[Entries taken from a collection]
►

PR #118, opened 2020-04-28
Make globalnet a boolean flag

mkolesnik:
Since the flag is actually boolean, make it a boolean flag which makes
more sense.
As part of this change we can't pass it in the Makefil recipe and it has
to be passed in the ARGS.

### DIFF
--- a/Makefile.inc
+++ b/Makefile.inc
@@ -1,5 +1,4 @@
 k8s_version ?= 1.14.6
-globalnet ?= false
 deploytool ?= operator
 release_tag ?= latest
 repo ?= quay.io/submariner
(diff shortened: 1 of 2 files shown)


mkolesnik:
This should be fine to go in once https://github.com/submariner-io/submariner-operator/pull/339 is merged, as it's the last project using the Makefile variable `globalnet`

dfarrell07:
> This should be fine to go in once [submariner-io/submariner-operator#339](https://github.com/submariner-io/submariner-operator/pull/339) is merged, as it's the last project using the Makefile variable `globalnet`

It's merged now, thanks.

PR #121, opened 2020-04-28
Add ability to define desired clusters

mkolesnik:
You can defined the clusters in the cluster settings and only those will
be deployed.


mkolesnik:
Closing in favor of #113 which adopted the basic idea of the change

PR #123, opened 2020-04-29
Add basic connectivity E2E tests

tpantelis:
Run a simple pod-to-pod connectivity test within a single cluster.

### DIFF
--- a/Makefile
+++ b/Makefile
@@ -5,7 +5,7 @@ ifneq (,$(DAPPER_HOST_ARCH))
 CLUSTER_SETTINGS_FLAG = --cluster_settings $(DAPPER_SOURCE)/scripts/cluster_settings
 override CLUSTERS_ARGS += $(CLUSTER_SETTINGS_FLAG)
 override DEPLOY_ARGS += $(CLUSTER_SETTINGS_FLAG)
-override E2E_ARGS += $(CLUSTER_SETTINGS_FLAG) cluster1 cluster2
+override E2E_ARGS += $(CLUSTER_SETTINGS_FLAG) --nolazy_deploy cluster1
 
 include $(SHIPYARD_DIR)/Makefile.inc
 
@@ -23,7 +23,7 @@ deploy: nettest
 nettest:
 	$(SCRIPTS_DIR)/build_image.sh -i nettest -f package/Dockerfile.nettest
 
-e2e: vendor/modules.txt
+e2e: vendor/modules.txt clusters
 
 else
 
--- a/test/e2e/framework/test_context.go
+++ b/test/e2e/framework/test_context.go
@@ -59,7 +59,7 @@ func ValidateFlags(t *TestContextType) {
 		klog.Fatalf("kubeconfig parameter or KUBECONFIG environment variable is required")
 	}
 
-	if len(t.KubeContexts) < 2 && len(t.KubeConfigs) < 2 {
-		klog.Fatalf("several kubernetes contexts are necessary east, west, etc..")
+	if len(t.KubeContexts) < 1 && len(t.KubeConfigs) < 1 {
+		klog.Fatalf("at least one kubernetes context must be specified.")
 	}
 }
--- a/test/e2e/dataplane/tcp_connectivity.go
+++ b/test/e2e/dataplane/tcp_connectivity.go
@@ -1,0 +1,25 @@
+package dataplane
+
+import (
+	. "github.com/onsi/ginkgo"
+	"github.com/submariner-io/shipyard/test/e2e/framework"
+	"github.com/submariner-io/shipyard/test/e2e/tcp"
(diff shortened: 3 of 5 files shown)


test/e2e/framework/test_context.go
```diff
@@ -59,7 +59,7 @@ func ValidateFlags(t *TestContextType) {
 		klog.Fatalf("kubeconfig parameter or KUBECONFIG environment variable is required")
 	}
 
-	if len(t.KubeContexts) < 2 && len(t.KubeConfigs) < 2 {
-		klog.Fatalf("several kubernetes contexts are necessary east, west, etc..")
+	if len(t.KubeContexts) < 1 && len(t.KubeConfigs) < 1 {
```
mangelajo, line 62: This is a problem in the other uses where we always expect clusterA & clusterB

On other E2E framework usages the user will be able to pass only one context, and it will panic when trying to access the index for clusterB

scripts/cluster_settings
```diff
@@ -1,9 +1,9 @@
 . "${SCRIPTS_DIR}"/lib/source_only
 
 # For shipyard we need a very minimal setup to verify the deployment works
-cluster_nodes['cluster1']="control-plane"
-cluster_nodes['cluster2']="control-plane worker"
-cluster_nodes['cluster3']="control-plane worker"
+clusters=(cluster1)
```
mkolesnik, line 4: I don't think this is enough, we should at least validate `deploy` target works and deploys subm properly (with broker and all the other bells & whistles).

If you really want a super minimal deployment for e2e you can have a e2e_cluster_settings or some such thing.

scripts/kind-e2e/e2e.sh
```diff
@@ -0,0 +1,25 @@
...
+        -dp-context cluster1 \
+        -ginkgo.reportFile ${DAPPER_OUTPUT}/e2e-junit.xml 2>&1 | \
+        tee ${DAPPER_OUTPUT}/e2e-tests.log
+}
+
+### Main ###
+
+declare_kubeconfig
+
+test_with_e2e_tests
```
mkolesnik, line 25: Seems this can use #115 once we get it sorted out :)

test/e2e/framework/test_context.go
tpantelis: I think each user of this API needs to validate the context based on their use case. This code can't assume the number of clusters/contexts and certainly the prior check didn't work with only one cluster. So here we just make a basic check that at least 1 context must be specified.

tpantelis: So shipyard e2e tests only need 1 cluster; admiral 2.

scripts/cluster_settings
tpantelis: yes - I was thinking the same thing when I realized the CI tests various deploy options. I plan to have 2 `cluster_settings`: one with 3 clusters for CI as it was before and the other with 1 cluster for e2e.

tpantelis: Done

scripts/kind-e2e/e2e.sh
tpantelis: probably - this is minimal.

test/e2e/framework/test_context.go
mangelajo: Yeah, that would make sense.

scripts/shared/e2e.sh
```diff
@@ -61,7 +60,7 @@ function test_with_e2e_tests {
 
 ### Main ###
 
-declare_kubeconfig
 [[ "${lazy_deploy}" = "false" ]] || deploy_env_once
+declare_kubeconfig
```
mkolesnik, line 64: I suspect this change could break consuming projects, since if you dont declare the kubeconfig before checking the lazy deploy thing, it wont ever find an env even if it is deployed.
Have you checked if other projects still behave as expected with this change present?

tpantelis: I wasn't aware of this.  I moved it b/c it yields an error "_find: '/go/src/github.com/submariner-io/shipyard/output/kubeconfigs': No such file or directory_" if no clusters exist prior to the check. But it'd benign - I'll undo this change to be safe.

mkolesnik: Yeah if it wasnt deployed you'll see this printed, we can fix that separately though

Makefile
```diff
@@ -23,6 +23,8 @@ deploy: nettest
 nettest:
 	$(SCRIPTS_DIR)/build_image.sh -i nettest -f package/Dockerfile.nettest
 
+e2e: clusters
+
 e2e: vendor/modules.txt
```
mkolesnik, line 28:
```suggestion
e2e: vendor/modules.txt clusters
```

PR #125, opened 2020-04-30
Use boolean globalnet flag in deploy.sh also

mkolesnik:
Forgot to change it here, use a boolean flag.

### DIFF
--- a/.travis.yml
+++ b/.travis.yml
@@ -12,7 +12,7 @@ jobs:
   include:
   - env: CMD="make validate"
   - env: CMD="make deploy"
-         CLUSTERS_ARGS="--globalnet true"
+         CLUSTERS_ARGS="--globalnet"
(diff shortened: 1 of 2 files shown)


dfarrell07:
> CMD="make deploy" DEPLOY_ARGS="--cable_driver wireguard"

Job failed, but @sridhargaddam was hacker-fast on the restart before I could copy the logs. :wink: Maybe I should raise an issue to track down these random failures?

mkolesnik:
> > CMD="make deploy" DEPLOY_ARGS="--cable_driver wireguard"
> 
> Job failed, but @sridhargaddam was hacker-fast on the restart before I could copy the logs. wink Maybe I should raise an issue to track down these random failures?

Its possible though its hard to pinpoint these random failures.. Most of the time theyre not related to Shipyard itself

PR #126, opened 2020-04-30
Save more space by some more UPX

mkolesnik:
Seems we can safetly UPX the executables bigger that 1MB.
Also there's a bunch of executables scattered around /usr/libexec so
added that to the UPX process.

Overall this saves around 70MB on the image size.


mkolesnik:
OK, I rebased this on top of #147 so now the resulting image is 805MB :D 
Of course this is bound to change with time, but I think its quite descent ;)

Also I ran E2E tests on Subm, LH & Operator repos and they all worked so I think this change should be safe enough.

PR #127, opened 2020-04-30
Added cluster funcs that abstract details

mkolesnik:
Instead of calling run_parallel it's now possible to call
run_all_clusters or run_subm_clusters to execute on all the clusters or
just the ones that have subm installed, respectively.

Secret knowledge about specific deployment constraints is now part of
the called functions themselves (e.g. deploy_weave_cni).

### DIFF
--- a/scripts/shared/clusters.sh
+++ b/scripts/shared/clusters.sh
@@ -83,6 +83,11 @@ function deploy_weave_cni(){
         return
     fi
 
+    if [[ "${cluster}" = "cluster1" ]]; then
+       echo "Not deploying weave on broker cluster"
+       return
+    fi
+
     echo "Applying weave network..."
     kubectl apply -f "https://cloud.weave.works/k8s/net?k8s-version=v$version&env.IPALLOC_RANGE=${cluster_CIDRs[${cluster}]}"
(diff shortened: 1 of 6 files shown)


scripts/shared/clusters.sh
```diff
@@ -114,7 +119,7 @@ mkdir -p ${KUBECONFIGS_DIR}
 
 run_local_registry
 declare_cidrs
-with_retries 3 run_parallel "{1..3}" create_kind_cluster
+with_retries 3 run_all_clusters create_kind_cluster
 declare_kubeconfig
-run_parallel "2 3" deploy_weave_cni
+run_subm_clusters deploy_weave_cni
```
tpantelis, line 124: This doesn't look quite equivalent to prior behavior for submariner. `run_subm_clusters` will run it on any cluster where `cluster_subm[X]` is true. Prior behavior hard-coded to omit `cluster1`. However cluster_settings has `cluster_subm['cluster1']` set to true so now weave will be deployed there.

tpantelis: Oh I see you ignore "cluster1" in `deploy_weave_cni`.

PR #316, opened 2020-09-18
Increase golangci-lint timeout

skitt:
I'm increasingly running into golangci-lint timeouts; increasing it to
10 minute would avoid these.

### DIFF
--- a/Makefile.inc
+++ b/Makefile.inc
@@ -44,7 +44,7 @@ gitlint:
 
 golangci-lint: vendor/modules.txt
 	golangci-lint linters
-	golangci-lint run --timeout 5m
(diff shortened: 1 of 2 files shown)


dfarrell07 (dismissed):

dfarrell07:
It would be better to also increase it here: https://github.com/submariner-io/shipyard/blob/master/Makefile.inc#L47

skitt:
> It would be better to also increase it here: https://github.com/submariner-io/shipyard/blob/master/Makefile.inc#L47

Indeed, done! (I’ll leave the clean-up for another PR.)

dfarrell07 (approved):

tpantelis (approved):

◄

WORK INSTRUCTIONS: If a line in the records contains the word "broker", copy it.

EXERCISE SOLUTION:
mkolesnik, line 4: I don't think this is enough, we should at least validate `deploy` target works and deploys subm properly (with broker and all the other bells & whistles).
+       echo "Not deploying weave on broker cluster"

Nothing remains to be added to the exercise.